Tempat Pembuangan Akhir (TPA) Benowo - Surabaya
Namun dalam hal ini kita sebagai masyarakat harus dapat melihat secara utuh bagaimana dampak yang dihasilkan dari pembakaran tersebut, baik dari segi positif atau negatif yang kemudian diakumulasikan mengenai dampak secara kolektifnya untuk melihat kecenderungan dari PLTSa yakni sebagai solusi atau masalah baru. Sampah merupakan masalah yang sering dihadapi oleh lingkungan perkotaan dan menjadi masalah global terkait pencemaran yang terjadi baik di darat atau lautan yang semakin mengkhawatirkan, terutama semakin banyaknya sampah akibat penggunaan kantong plastik untuk barang belanjaan yang semakin meningkat.
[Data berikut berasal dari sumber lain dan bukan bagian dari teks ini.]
PR #74, opened 2019-03-11
Rename Particle.bar to Particle.is_name_barred

eduardo-rodrigues:
Another small change to the `Particle` API, @henryiii. Seems better.

All for the imminent release 0.4.0.

### DIFF
--- a/README.rst
+++ b/README.rst
@@ -2,6 +2,7 @@
     :alt: particle
     :target: https://github.com/scikit-hep/particle
 
+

Maka PLTSa dianggap menjadi solusi dikarenakan akan mengurangi sampah secara signifikan setiap harinya terutama sampah plastik, hal tersebut dikarenakan setidaknya PLTSa membutuhkan 1000 ton sampah sebagai bahan bakarnya. Contoh kasusnya adalah di Surabaya misalnya, dilansir dari mongabay.co.id tercatat bahwa setiap harinya terdapat kurang lebih sebanyak 1500 ton sampah di TPA (Tempat Pembuangan Akhir) Benowo. Sehingga dengan beroperasinya PLTSa ini kemungkinan setiap harinya TPA hanya akan menyisakan sampah sekitar 500 ton dan angka tersebut tentu berkurang setidaknya 2/3 dari total sampah yang menumpuk sebelumnya.
Penampakan Pembangkit Listrik Tenaga Sampah (PLTSa) dari samping. Diperkirakan mulai beroperasi pada akhir Desember 2020 atau Januari 2021.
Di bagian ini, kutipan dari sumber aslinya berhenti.